§ Directions for this task
Exact reproduction is required for all entries.

§ Raw data
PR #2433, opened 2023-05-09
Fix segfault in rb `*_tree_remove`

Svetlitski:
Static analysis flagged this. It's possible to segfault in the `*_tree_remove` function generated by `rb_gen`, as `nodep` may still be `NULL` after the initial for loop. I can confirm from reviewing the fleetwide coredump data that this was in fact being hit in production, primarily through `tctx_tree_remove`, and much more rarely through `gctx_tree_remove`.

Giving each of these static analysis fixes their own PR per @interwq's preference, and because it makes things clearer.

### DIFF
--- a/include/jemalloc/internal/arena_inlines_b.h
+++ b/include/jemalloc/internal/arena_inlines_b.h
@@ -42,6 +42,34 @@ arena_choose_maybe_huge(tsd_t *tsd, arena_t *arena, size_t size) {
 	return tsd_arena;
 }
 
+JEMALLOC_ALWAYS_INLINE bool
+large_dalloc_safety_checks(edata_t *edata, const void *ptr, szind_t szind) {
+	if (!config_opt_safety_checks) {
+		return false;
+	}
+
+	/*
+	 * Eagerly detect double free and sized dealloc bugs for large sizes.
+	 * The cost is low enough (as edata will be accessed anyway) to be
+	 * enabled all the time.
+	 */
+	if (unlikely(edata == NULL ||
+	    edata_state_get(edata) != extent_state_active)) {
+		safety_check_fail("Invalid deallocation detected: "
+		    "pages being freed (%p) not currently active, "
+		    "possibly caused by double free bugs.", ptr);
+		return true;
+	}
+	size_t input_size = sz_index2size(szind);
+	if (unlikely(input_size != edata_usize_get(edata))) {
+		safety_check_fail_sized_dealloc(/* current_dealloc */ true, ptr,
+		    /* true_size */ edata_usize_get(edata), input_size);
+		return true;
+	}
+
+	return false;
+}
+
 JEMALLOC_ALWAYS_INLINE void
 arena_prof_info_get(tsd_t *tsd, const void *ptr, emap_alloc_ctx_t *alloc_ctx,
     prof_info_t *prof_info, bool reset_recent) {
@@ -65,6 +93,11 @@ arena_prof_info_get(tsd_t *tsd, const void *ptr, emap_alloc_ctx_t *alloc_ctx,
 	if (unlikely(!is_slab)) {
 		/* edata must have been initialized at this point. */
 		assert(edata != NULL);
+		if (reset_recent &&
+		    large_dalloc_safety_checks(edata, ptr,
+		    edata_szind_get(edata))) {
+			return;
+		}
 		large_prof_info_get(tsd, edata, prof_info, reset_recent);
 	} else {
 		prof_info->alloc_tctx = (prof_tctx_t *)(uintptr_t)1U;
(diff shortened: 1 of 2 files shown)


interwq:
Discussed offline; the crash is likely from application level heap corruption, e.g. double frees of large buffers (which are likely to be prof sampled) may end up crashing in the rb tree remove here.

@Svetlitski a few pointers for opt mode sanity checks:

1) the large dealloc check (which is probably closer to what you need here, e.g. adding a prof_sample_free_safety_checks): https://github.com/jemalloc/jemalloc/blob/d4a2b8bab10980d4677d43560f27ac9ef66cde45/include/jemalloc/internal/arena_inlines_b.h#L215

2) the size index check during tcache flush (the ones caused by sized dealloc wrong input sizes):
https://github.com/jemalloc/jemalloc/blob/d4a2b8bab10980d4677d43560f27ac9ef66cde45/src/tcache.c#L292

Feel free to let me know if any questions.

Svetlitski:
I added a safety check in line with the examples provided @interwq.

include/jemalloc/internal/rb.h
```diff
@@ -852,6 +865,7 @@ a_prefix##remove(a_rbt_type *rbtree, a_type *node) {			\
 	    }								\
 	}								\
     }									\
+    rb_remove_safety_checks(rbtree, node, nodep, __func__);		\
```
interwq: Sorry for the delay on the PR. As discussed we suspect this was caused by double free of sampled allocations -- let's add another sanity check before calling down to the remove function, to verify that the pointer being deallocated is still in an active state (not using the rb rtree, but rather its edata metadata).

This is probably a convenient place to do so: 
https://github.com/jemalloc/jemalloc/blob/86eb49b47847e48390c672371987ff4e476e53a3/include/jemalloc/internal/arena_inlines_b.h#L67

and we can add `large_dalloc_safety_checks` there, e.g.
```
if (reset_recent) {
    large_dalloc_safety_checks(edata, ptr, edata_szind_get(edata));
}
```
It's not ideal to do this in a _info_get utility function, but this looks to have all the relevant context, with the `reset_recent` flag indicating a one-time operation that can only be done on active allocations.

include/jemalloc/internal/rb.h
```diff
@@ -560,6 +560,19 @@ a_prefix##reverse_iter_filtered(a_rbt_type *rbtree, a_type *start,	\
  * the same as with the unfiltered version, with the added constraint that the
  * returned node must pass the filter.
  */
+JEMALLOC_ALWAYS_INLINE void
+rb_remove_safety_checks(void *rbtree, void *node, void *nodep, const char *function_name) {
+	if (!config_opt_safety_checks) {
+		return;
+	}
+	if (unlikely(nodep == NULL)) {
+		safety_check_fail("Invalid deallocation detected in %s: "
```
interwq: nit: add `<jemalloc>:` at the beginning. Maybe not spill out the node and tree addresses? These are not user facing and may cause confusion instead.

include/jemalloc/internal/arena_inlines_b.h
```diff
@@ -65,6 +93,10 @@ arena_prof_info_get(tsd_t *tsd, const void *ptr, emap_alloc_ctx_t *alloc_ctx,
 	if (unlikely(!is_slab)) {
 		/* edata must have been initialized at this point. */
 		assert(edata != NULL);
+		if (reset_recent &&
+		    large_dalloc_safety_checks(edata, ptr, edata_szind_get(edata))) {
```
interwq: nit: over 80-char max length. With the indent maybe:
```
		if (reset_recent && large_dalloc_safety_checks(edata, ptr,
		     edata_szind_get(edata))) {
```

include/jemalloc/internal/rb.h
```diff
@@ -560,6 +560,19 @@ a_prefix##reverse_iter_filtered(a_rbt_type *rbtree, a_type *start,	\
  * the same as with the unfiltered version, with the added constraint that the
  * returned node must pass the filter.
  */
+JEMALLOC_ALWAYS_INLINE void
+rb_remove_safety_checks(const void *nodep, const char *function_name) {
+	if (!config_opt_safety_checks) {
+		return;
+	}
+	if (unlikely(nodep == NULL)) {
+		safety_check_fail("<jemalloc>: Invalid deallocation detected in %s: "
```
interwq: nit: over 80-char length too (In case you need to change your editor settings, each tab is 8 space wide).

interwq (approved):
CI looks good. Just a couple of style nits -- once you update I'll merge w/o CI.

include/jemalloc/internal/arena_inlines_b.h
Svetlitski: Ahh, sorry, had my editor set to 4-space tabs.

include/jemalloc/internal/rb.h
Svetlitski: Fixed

§ Output below
PR #2433, opened 2023-05-09
Fix segfault in rb `*_tree_remove`

Svetlitski:
Static analysis flagged this. It's possible to segfault in the `*_tree_remove` function generated by `rb_gen`, as `nodep` may still be `NULL` after the initial for loop. I can confirm from reviewing the fleetwide coredump data that this was in fact being hit in production, primarily through `tctx_tree_remove`, and much more rarely through `gctx_tree_remove`.

Giving each of these static analysis fixes their own PR per @interwq's preference, and because it makes things clearer.

### DIFF
--- a/include/jemalloc/internal/arena_inlines_b.h
+++ b/include/jemalloc/internal/arena_inlines_b.h
@@ -42,6 +42,34 @@ arena_choose_maybe_huge(tsd_t *tsd, arena_t *arena, size_t size) {
 	return tsd_arena;
 }
 
+JEMALLOC_ALWAYS_INLINE bool
+large_dalloc_safety_checks(edata_t *edata, const void *ptr, szind_t szind) {
+	if (!config_opt_safety_checks) {
+		return false;
+	}
+
+	/*
+	 * Eagerly detect double free and sized dealloc bugs for large sizes.
+	 * The cost is low enough (as edata will be accessed anyway) to be
+	 * enabled all the time.
+	 */
+	if (unlikely(edata == NULL ||
+	    edata_state_get(edata) != extent_state_active)) {
+		safety_check_fail("Invalid deallocation detected: "
+		    "pages being freed (%p) not currently active, "
+		    "possibly caused by double free bugs.", ptr);
+		return true;
+	}
+	size_t input_size = sz_index2size(szind);
+	if (unlikely(input_size != edata_usize_get(edata))) {
+		safety_check_fail_sized_dealloc(/* current_dealloc */ true, ptr,
+		    /* true_size */ edata_usize_get(edata), input_size);
+		return true;
+	}
+
+	return false;
+}
+
 JEMALLOC_ALWAYS_INLINE void
 arena_prof_info_get(tsd_t *tsd, const void *ptr, emap_alloc_ctx_t *alloc_ctx,
     prof_info_t *prof_info, bool reset_recent) {
@@ -65,6 +93,11 @@ arena_prof_info_get(tsd_t *tsd, const void *ptr, emap_alloc_ctx_t *alloc_ctx,
 	if (unlikely(!is_slab)) {
 		/* edata must have been initialized at this point. */
 		assert(edata != NULL);
+		if (reset_recent &&
+		    large_dalloc_safety_checks(edata, ptr,
+		    edata_szind_get(edata))) {
+			return;
+		}
 		large_prof_info_get(tsd, edata, prof_info, reset_recent);
 	} else {
 		prof_info->alloc_tctx = (prof_tctx_t *)(uintptr_t)1U;
(diff shortened: 1 of 2 files shown)


interwq:
Discussed offline; the crash is likely from application level heap corruption, e.g. double frees of large buffers (which are likely to be prof sampled) may end up crashing in the rb tree remove here.

@Svetlitski a few pointers for opt mode sanity checks:

1) the large dealloc check (which is probably closer to what you need here, e.g. adding a prof_sample_free_safety_checks): https://github.com/jemalloc/jemalloc/blob/d4a2b8bab10980d4677d43560f27ac9ef66cde45/include/jemalloc/internal/arena_inlines_b.h#L215

2) the size index check during tcache flush (the ones caused by sized dealloc wrong input sizes):
https://github.com/jemalloc/jemalloc/blob/d4a2b8bab10980d4677d43560f27ac9ef66cde45/src/tcache.c#L292

Feel free to let me know if any questions.

Svetlitski:
I added a safety check in line with the examples provided @interwq.

include/jemalloc/internal/rb.h
```diff
@@ -852,6 +865,7 @@ a_prefix##remove(a_rbt_type *rbtree, a_type *node) {			\
 	    }								\
 	}								\
     }									\
+    rb_remove_safety_checks(rbtree, node, nodep, __func__);		\
```
interwq: Sorry for the delay on the PR. As discussed we suspect this was caused by double free of sampled allocations -- let's add another sanity check before calling down to the remove function, to verify that the pointer being deallocated is still in an active state (not using the rb rtree, but rather its edata metadata).

This is probably a convenient place to do so: 
https://github.com/jemalloc/jemalloc/blob/86eb49b47847e48390c672371987ff4e476e53a3/include/jemalloc/internal/arena_inlines_b.h#L67

and we can add `large_dalloc_safety_checks` there, e.g.
```
if (reset_recent) {
    large_dalloc_safety_checks(edata, ptr, edata_szind_get(edata));
}
```
It's not ideal to do this in a _info_get utility function, but this looks to have all the relevant context, with the `reset_recent` flag indicating a one-time operation that can only be done on active allocations.

include/jemalloc/internal/rb.h
```diff
@@ -560,6 +560,19 @@ a_prefix##reverse_iter_filtered(a_rbt_type *rbtree, a_type *start,	\
  * the same as with the unfiltered version, with the added constraint that the
  * returned node must pass the filter.
  */
+JEMALLOC_ALWAYS_INLINE void
+rb_remove_safety_checks(void *rbtree, void *node, void *nodep, const char *function_name) {
+	if (!config_opt_safety_checks) {
+		return;
+	}
+	if (unlikely(nodep == NULL)) {
+		safety_check_fail("Invalid deallocation detected in %s: "
```
interwq: nit: add `<jemalloc>:` at the beginning. Maybe not spill out the node and tree addresses? These are not user facing and may cause confusion instead.

include/jemalloc/internal/arena_inlines_b.h
```diff
@@ -65,6 +93,10 @@ arena_prof_info_get(tsd_t *tsd, const void *ptr, emap_alloc_ctx_t *alloc_ctx,
 	if (unlikely(!is_slab)) {
 		/* edata must have been initialized at this point. */
 		assert(edata != NULL);
+		if (reset_recent &&
+		    large_dalloc_safety_checks(edata, ptr, edata_szind_get(edata))) {
```
interwq: nit: over 80-char max length. With the indent maybe:
```
		if (reset_recent && large_dalloc_safety_checks(edata, ptr,
		     edata_szind_get(edata))) {
```

include/jemalloc/internal/rb.h
```diff
@@ -560,6 +560,19 @@ a_prefix##reverse_iter_filtered(a_rbt_type *rbtree, a_type *start,	\
  * the same as with the unfiltered version, with the added constraint that the
  * returned node must pass the filter.
  */
+JEMALLOC_ALWAYS_INLINE void
+rb_remove_safety_checks(const void *nodep, const char *function_name) {
+	if (!config_opt_safety_checks) {
+		return;
+	}
+	if (unlikely(nodep == NULL)) {
+		safety_check_fail("<jemalloc>: Invalid deallocation detected in %s: "
```
interwq: nit: over 80-char length too (In case you need to change your editor settings, each tab is 8 space wide).

interwq (approved):
CI looks good. Just a couple of style nits -- once you update I'll merge w/o CI.

include/jemalloc/internal/arena_inlines_b.h
Svetlitski: Ahh, sorry, had my editor set to 4-space tabs.

include/jemalloc/internal/rb.h
Svetlitski: Fixed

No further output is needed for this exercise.